◆ Data shown ◆
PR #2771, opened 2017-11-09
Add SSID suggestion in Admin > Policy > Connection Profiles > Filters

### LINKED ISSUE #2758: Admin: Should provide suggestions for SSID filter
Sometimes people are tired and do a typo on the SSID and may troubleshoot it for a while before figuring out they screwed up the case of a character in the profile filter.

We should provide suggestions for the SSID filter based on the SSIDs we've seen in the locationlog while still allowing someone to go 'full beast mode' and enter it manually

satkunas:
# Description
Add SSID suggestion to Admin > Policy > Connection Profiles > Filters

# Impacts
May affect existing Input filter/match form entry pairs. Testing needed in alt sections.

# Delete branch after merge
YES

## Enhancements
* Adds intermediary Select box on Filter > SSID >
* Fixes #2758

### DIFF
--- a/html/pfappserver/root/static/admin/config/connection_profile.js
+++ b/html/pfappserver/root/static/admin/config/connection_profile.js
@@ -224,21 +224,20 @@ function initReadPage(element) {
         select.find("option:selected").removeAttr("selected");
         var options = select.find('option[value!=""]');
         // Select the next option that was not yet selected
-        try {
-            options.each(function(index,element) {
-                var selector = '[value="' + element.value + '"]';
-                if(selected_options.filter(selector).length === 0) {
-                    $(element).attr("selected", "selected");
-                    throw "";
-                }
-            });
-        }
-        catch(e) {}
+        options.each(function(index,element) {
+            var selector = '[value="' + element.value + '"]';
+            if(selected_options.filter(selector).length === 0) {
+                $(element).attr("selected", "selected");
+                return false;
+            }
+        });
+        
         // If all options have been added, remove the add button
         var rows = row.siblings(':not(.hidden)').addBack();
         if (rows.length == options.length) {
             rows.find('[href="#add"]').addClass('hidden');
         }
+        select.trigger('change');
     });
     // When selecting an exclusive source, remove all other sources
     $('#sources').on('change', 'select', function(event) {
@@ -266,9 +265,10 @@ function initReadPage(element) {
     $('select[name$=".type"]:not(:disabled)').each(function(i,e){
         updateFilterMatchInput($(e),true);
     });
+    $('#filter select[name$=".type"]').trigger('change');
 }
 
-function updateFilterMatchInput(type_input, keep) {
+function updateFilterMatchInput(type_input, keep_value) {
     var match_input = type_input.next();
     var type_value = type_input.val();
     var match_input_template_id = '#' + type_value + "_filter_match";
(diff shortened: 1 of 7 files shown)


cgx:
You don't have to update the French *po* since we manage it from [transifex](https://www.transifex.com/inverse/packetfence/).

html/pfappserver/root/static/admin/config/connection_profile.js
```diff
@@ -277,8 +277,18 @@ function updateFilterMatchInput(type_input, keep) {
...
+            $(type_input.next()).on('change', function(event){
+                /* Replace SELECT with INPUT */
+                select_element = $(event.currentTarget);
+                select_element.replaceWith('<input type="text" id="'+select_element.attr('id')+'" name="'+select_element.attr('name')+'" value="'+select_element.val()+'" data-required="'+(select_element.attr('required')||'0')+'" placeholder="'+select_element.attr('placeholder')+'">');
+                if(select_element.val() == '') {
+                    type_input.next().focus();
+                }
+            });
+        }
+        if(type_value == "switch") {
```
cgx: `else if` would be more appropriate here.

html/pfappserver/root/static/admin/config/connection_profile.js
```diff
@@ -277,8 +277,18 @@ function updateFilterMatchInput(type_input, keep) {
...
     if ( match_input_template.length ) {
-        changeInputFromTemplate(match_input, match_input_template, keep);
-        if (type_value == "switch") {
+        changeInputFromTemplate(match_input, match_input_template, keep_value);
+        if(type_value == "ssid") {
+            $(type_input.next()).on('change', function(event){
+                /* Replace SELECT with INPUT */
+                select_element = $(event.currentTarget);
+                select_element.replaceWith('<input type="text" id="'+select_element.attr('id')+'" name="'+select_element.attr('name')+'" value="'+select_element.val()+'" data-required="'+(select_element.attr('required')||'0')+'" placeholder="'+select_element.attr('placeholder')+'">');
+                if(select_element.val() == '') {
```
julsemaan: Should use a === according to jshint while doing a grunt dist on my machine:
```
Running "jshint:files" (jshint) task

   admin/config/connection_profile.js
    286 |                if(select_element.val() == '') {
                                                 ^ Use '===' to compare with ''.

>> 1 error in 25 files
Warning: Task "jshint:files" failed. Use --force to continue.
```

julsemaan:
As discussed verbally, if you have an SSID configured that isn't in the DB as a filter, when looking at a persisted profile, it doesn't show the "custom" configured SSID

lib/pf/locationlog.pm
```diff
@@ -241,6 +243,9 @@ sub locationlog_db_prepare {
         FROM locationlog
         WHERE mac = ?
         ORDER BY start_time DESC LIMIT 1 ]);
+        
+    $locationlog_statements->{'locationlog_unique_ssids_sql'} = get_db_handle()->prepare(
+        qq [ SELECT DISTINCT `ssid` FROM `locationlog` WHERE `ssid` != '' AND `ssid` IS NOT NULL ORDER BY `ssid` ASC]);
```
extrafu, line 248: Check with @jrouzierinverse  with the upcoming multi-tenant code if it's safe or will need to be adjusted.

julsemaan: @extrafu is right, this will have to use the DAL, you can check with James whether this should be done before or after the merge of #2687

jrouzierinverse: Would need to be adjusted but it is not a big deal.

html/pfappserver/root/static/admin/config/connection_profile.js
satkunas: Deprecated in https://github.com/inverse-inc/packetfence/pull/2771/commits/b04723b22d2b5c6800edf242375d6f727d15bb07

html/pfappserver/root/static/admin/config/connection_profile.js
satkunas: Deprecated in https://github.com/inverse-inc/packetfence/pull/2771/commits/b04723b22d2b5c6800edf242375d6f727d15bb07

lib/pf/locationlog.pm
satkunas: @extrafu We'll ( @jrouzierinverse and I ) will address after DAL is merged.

◆ Aim of the task ◆
Reproduce word for word the lines of the records above, beginning at the first and ending with the line where "Sometimes people are" appears, and nothing past it.

◆ Completed task ◆
PR #2771, opened 2017-11-09
Add SSID suggestion in Admin > Policy > Connection Profiles > Filters

### LINKED ISSUE #2758: Admin: Should provide suggestions for SSID filter
Sometimes people are tired and do a typo on the SSID and may troubleshoot it for a while before figuring out they screwed up the case of a character in the profile filter.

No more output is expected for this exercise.